> [PROBLEM] Tally the lines in these records that hold the string "LoadLibraryW", and reply with the number alone.
____ SOURCE INFORMATION
PR #22, opened 2014-09-05
Add support for reading trusted dnssec servers from /etc/resolv.conf

nmav:
This patch uses /etc/resolv.conf and the 'trusted-nameserver' extension to determine the servers to use when dnssec is requested.

### DIFF
--- a/ares_init.c
+++ b/ares_init.c
@@ -1067,67 +1067,82 @@ static int init_by_resolv_conf(ares_channel channel)
   if (channel->nservers > -1)  /* don't override ARES_OPT_SERVER */
      return ARES_SUCCESS;
 
-  if (get_DNS_Windows(&line))
-  {
-    status = config_nameserver(&servers, &nservers, line);
-    free(line);
-  }
+  /* FIXME: don't know how to read trusted DNSSEC servers on this platform */
+  if ((channel->flags & ARES_FLAG_DNSSEC) != ARES_FLAG_DNSSEC) {
+    if (get_DNS_Windows(&line))
+    {
+      status = config_nameserver(&servers, &nservers, line);
+      free(line);
+    }
 
-  if (status == ARES_SUCCESS)
-    status = ARES_EOF;
-  else
-    /* Catch the case when all the above checks fail (which happens when there
-       is no network card or the cable is unplugged) */
-    status = ARES_EFILE;
+    if (status == ARES_SUCCESS)
+      status = ARES_EOF;
+    else
+      /* Catch the case when all the above checks fail (which happens when there
+         is no network card or the cable is unplugged) */
+      status = ARES_EFILE;
+  } else {
+      status = ARES_EOF;
+  }
 
 #elif defined(__riscos__)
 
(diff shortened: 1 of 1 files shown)


nmav:
I'm delaying this patch until the glibc interface for resolv.conf is fixed.

bradh352:
As far as I can tell, the trusted-nameserver extensions never made it into glibc and were never standardized anywhere and abandoned, so closing this.  Please re-open with new information if this is wrong.

jscott0:
> As far as I can tell, the trusted-nameserver extensions never made it into glibc and were never standardized anywhere and abandoned, so closing this. Please re-open with new information if this is wrong.

@bradh352 FYI and for the record, this was addressed a few years ago. I think the matter especially picked up steam with systemd-resolved gaining popularity, because the systemd-resolved stub resolver that runs on the loopback interface commonly performs DNSSEC validation (some distros change this default), but—on the other hand—sometimes resolv.conf is automatically populated with servers on a LAN that aren't trustworthy. This design problem has been solved by the glibc folks a little while ago, and I believe musl and at least one of the BSD's has picked it up.

Newer versions of glibc will, in the absence of any indication otherwise, not trust DNSSEC validation performed by nameservers listed in resolv.conf, and will effectively discard the AD bit, including when exposing validation results to applications with interfaces like res_query() and such. So this is a safe default for a world where people use DNS resolvers that aren't so trustworthy.

Nowadays it's increasingly common to run a validating resolver on the loopback interface such as systemd-resolved or Unbound. On installation usually 'nameserver 127.0.0.1' or the like will get inserted into /etc/resolv.conf. In this case you can obviously trust those results—the validation is being performed on your machine—so these daemons will arrange for 'options edns0 trust-ad' to be inserted into resolv.conf as well, when the stub resolver is "taking ownership" of resolv.conf and is the sole nameserver designated there. Now folks parsing resolv.conf manually or using the Name Service Switch APIs to learn what the nameservers of choice are, have an affirmative signal that "yes, if this nameserver sets the AD bit in replies, the sysadmin considers that trustworthy, so you may make decisions based on it". (In practice this almost always is a resolver on the loopback address, but it doesn't technically have to be that way.)

This is also useful so applications that wish to use the normal system-wide nameservers like usual can be informed "Yes, these TLSA resource records are authentic, and you can trust that I'm not a liar."

So anyway, this has come a long way, DNSSEC and DANE are much more widely used than they once were (especially for SMTP and XMPP), allied projects have been pioneers in this space regardless (Debian supports DANE, including SSHFP and OPENPGPKEY resource records), and the solution is settling in. Some libraries like libunbound and (via libunbound) GnuTLS effectively run their own in-process internal recursive resolvers because they didn't know if they could "trust" the normally-configured nameservers, but this obviously doesn't scale well... Now it's practical to use the system-wide resolver, especially for oppurtinistic features. Network Manager, resolvconf-type tools, and higher-level administrative tools also recognize or insert the trust-ad option as appropriate.

Although this isn't strictly necessary, this would make "DANE by default" with curl + c-ares + OpenSSL especially sound.

PR #25, opened 2015-01-08
Replace LoadLibrary by LoadLibraryW

zcbenz:
On Windows, when compiling with `UNICODE` defined, `LoadLibrary` becomes `LoadLibraryW`. When an ASCII string is passed to that function it crashes.

See https://github.com/iojs/io.js/pull/226 for more discussions on this.


nicolasnoble:
Fun, I made the exact same pull request a while ago: #17

zcbenz:
@nicolasnoble lol.

PR #27, opened 2015-10-21
Master

qwerty258:
1. Add VS 2013 project files.
2. Rename README to README.md so it would look good on Github web.


dimbleby:
This is surely unnecessary?  Just use 

    buildconf.bat
    nmake /f Makefile.msvc

IMO the `vc` directory should be removed altogether.  It's only for MSVC 6.0 which surely no-one is using these days; and anyway the `nmake` mechanism works there too.

(Or at least, `nmake` works no worse than the project files do.  I tried and, unsurprisingly, support for VC6 seems to have bit-rotted - confirming my suggestion that no-one is actually using it).

qwerty258:
IMO this won't hurt anyone.
This is good for beginner who doesn't know nmake or those favour GUI.
It's OK to close this request.

bagder:
It will "hurt" the second the files go stale and don't work anymore as then people will come asking or whining and needing help. I could see us merging files to allow building with project files but then I think we should *generate* the output files necessary so that when we update the project and change the source file set, it will still keep working.

qwerty258:
It will take sometime for me to figure out how to generate VS project files automatically like cURL.

PR #28, opened 2015-11-09
added another version case to Makefile.msvc

nyx:
nmake version 11.00.61030.0 resolves to CC_VERS_NUM = 110


nyx:
this was merged via the mailing list. closing.

PR #47, opened 2016-02-24
remove compilation warning in MSVC

kolomenkin:


bradh352:
There are 3 instances of GetVersionEx in c-ares, this appears to only address a single instance.

Also, Microsoft wants you to use VerifyVersionInfo() these days as they say GetVersionEx() may not be available or return the right thing in the future, so that would be the more proper fix, but would involve killing ancient Windows versions (which I'd be fine with, but can't guarantee others may not have a different opinion).

So we'd need to figure out how we want to move forward here.

kolomenkin:
The point about 3 instances of GetVersionEx is good.

I know about deprecation of GetVersionEx. We can think about rewriting the code, but you should keep in mind:

- [ ] While MS tells they can drop GetVersionEx, they will not drop it ever for compatibility. It may return not correct Win version like it does on latest Windows, but it will be available.
- [ ] In this particular case we are working only with dwPlatformId member. This member is correctly filled in all known Windows versions. The problem sometimes occurs when you try to detect Windows version (like 8.1, 6.3).
- [ ] GetVersionEx gives better compatibility for c-ares compared to VerifyVersionInfo. Moving to new function will loose compatibility with UWP apps (universal applications for winstore) and potentially with some extra old Windows/compilers.

bradh352:
If you want to update your PR that silences the warnings for the rest of the cases, I'll merge it.  I don't think its a big deal to keep using GetVersionEx.

kolomenkin:
Here is updated and rebased pull request

bradh352:
I do also see deprecation warnings for inet_addr(), then in the adig utility for gethostbyname() on windows, not sure if you wanted to address those too or let them ride.   They don't really bother me.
________
> [EXERCISE RESULT] 2